NKG2D is an activating receptor capable of binding eight ligands overexpressed in AML/MDS. The THINK study evaluated CYAD-01 with no preconditioning, and the DEPLETHINK study trialed CYAD-01 with cyclophosphamide and fludarabine preconditioning.
In this video, David S. Sallman, MD, of Moffitt Cancer Center in Tampa, Florida, shares outcomes from the two early-stage clinical studies, which he presented at December’s American Society of Hematology (ASH) virtual meeting.
Following is a transcript of his remarks:
At ASH 2020, we were excited to present phase I clinical trials of CYAD-01, which is a first-generation NKG2D CAR T-cell product in high-risk MDS and AML patients. Two protocols were implemented to study this CAR, one it uses no lymphodepletion where patients get infusions of cells every two weeks and can get up to six infusions (THINK trial). We then looked at the importance of lymphodepletion in the DEPLETHINK trial, where patients get standard fludarabine/cyclophosphamide followed by infusion, and then can get the option of consolidation.
We use a novel process called “OptimAb” to generate a more optimal T-cell product. Although unfortunately, really this did not significantly improve activity. We did see several patients that had some clinical benefit, as well as one patient who had a marrow response as well as was ultimately bridge to transplant, and had a remission now for over three years. Importantly, with the addition of lymphodepletion we did not overall see improved response rates.

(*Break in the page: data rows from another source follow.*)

PR #1020, opened 2025-01-13
linux: add simple crash handler that dumps stacktrace

brakhane:
Since the Linux version seems much more unstable than the Windows one, having more information where the crash occured will help with figuring out where the problems are.

This commit adds a simple crash handler that dumps out the stacktrace, it's only supported on Linux.

### DIFF
--- a/Editor/CMakeLists.txt
+++ b/Editor/CMakeLists.txt
@@ -26,6 +26,12 @@ else ()
 	)
 	set(LIB_DXCOMPILER "libdxcompiler.so")
 
+	# needed for proper names in crash stacktrace
+	set_target_properties(WickedEngineEditor
+		PROPERTIES
+		ENABLE_EXPORTS ON
+	)
+
 endif ()
 
 # Copy content to build folder:
--- a/Editor/main_SDL2.cpp
+++ b/Editor/main_SDL2.cpp
@@ -6,6 +6,13 @@
 
 #include "icon.c"
 
+#ifdef __linux__
+#  include <execinfo.h>
+#  include <csignal>
+#  include <cstdio>
+#  include <unistd.h>
+#endif
+
 using namespace std;
 
 Editor editor;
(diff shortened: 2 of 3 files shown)


brakhane:
@turanszkij yes, it works in release mode as well.

Steam might be a problem because it usually doesn’t show the console. If that’s a concern I could also write it into a crash_log.txt file or something.

However, in the long term something like crashpad would probably be the best solution, as it could generate more data and would work cross platform.

turanszkij:
I was only concerned if it will even start up on non-development machine, if it does then it's ok by me. I think it would be ok if it logged to the backlog in that case so it gets logged with other things.

turanszkij:
I think logging into the backlog after the console is a good idea.

brakhane:
Added logging into backlog. I had to modify post() so that you can turn off DebugOut, otherwise the error would be shown twice.

turanszkij:
It's better to not modify engine's interface just for this. Why the backlog's DebugOut is not good to begin with since it will post on the console with std::cout/cerr?

brakhane:
It just looks ugly. Writing to the backlog works, the error message and stacktrace appear twice. Not printing out the stacktrace without going through backlog::post is risky, because it could fail.

I agree that "it looks ugly" is not a good reason to significantly modify an API. I'm not happy with it either.

Maybe we just accept that a crash looks ugly?

brakhane:
Alternatively, I could write to a crash_log.txt file. I can't write to log.txt because IIRC backlog complete rewrites the file every time

turanszkij:
I see, the DebugOut inside backlog::post is not so trivial because it needs the locking. Write a crash_log.txt then instead.

brakhane:
OK, I'll go with the crash_log.txt; but the DebugOut wouldn't be a problem because the crash handler only works for Linux, and there wi::DebugOut is just writing to stderr.

brakhane:
Pushed a new version that writes to a file.
I've reverted the post() changes, but kept the removal of zero initializing the `text` buffer in wilog_level/messagebox. Since sprintf will add a trailing zero, filling the entire buffer with zeroes beforehand is just wasting CPU time.

brakhane:
ah, we can just install upx via chocolatey, that will make things easier

turanszkij (approved):

PR #1022, opened 2025-01-15
Compress Editor with UPX

brakhane:


turanszkij:
Can we not install upx on the windows github builder instead? I found this, maybe it could work: https://github.com/marketplace/actions/installs-upx

I don't like that there is now an additional package to download, it's confusing. But I checked the compressed version, I didn't notice worse startup speed, and the size did get much smaller.

Also, it doesn't work on latest ubuntu builder, or was that just a test to set it to a fixed version?

brakhane:
The temporary package will disappear after 1 day, but I think I can also delete it immediately. I saw that package, but I usually try to avoid third-party actions, but I can reevaluate it.

The ubuntu-24.04 was just a temporary change to test the newest UPX version, (ubuntu-latest currently still uses 22.04, which will change in a few days)

brakhane:
ah, we can just install upx via chocolatey, that will make things easier

brakhane:
Sure, I'll update it. As mentioned on Discord, I will disable UPX for build-pr to keep the PR builds as fast as possible; I could compress them with level 1, which is instantaneous, but installing the windows version seems to take a few minutes

brakhane:
OK, I've added it to default and nightly, but removed it from PR as mentioned.

If you prefer to also have it on PR builds, let me know.

turanszkij:
Yes it should be on all builds.

brakhane:
done

brakhane:
Just for completeness sake, I want to mention that UPX has another compression mode using LZMA, which is significantly slower to decompress but gives much better compression.

For the editor, it introduces a slight delay of around 0.5s before the application starts, it feels barely noticable. And the compressed size is down to 6.8 MB instead of 8.4MB.

If you want to try it, change `--best` to `--best --lzma`

PR #1024, opened 2025-01-15
Mini docs fix: get entity via GetEntity

metaleap:
:scroll: :ring_buoy:  =)


turanszkij (approved):

turanszkij:
Nice find, thank you! 🫡

PR #1029, opened 2025-01-17
Update FAudio to 25.01

brakhane:


portaloffreedom (approved):

WickedEngine/Utility/FAudio/CMakeLists.txt
```diff
@@ -69,10 +70,10 @@ add_library(FAudio STATIC
...
 	src/FAudio_operationset.c
 	src/FAudio_platform_sdl2.c
+	src/FAudio_platform_sdl3.c
 	src/FAudio_platform_win32.c
 	# Optional source files
 	src/XNA_Song.c
-	src/FAudio_gstreamer.c
 )
 
 install(FILES ${PUBLIC_HEADERS}
```
portaloffreedom, line 79: there is no need for the `PUBLIC_HEADERS` variable, we can use the folder location like the original CMake

WickedEngine/Utility/FAudio/CMakeLists.txt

And really thus in conclusion, although the product has been safe, and we do see clinical activity, I really believe the next steps to further enhance activity are with a next generation product, which will also be presented at ASH via poster 990 (CYCLE-1 trial), where we actually knock out MICA and MICB in the product to ideally improve persistence expansion and overall efficacy with some early data support that.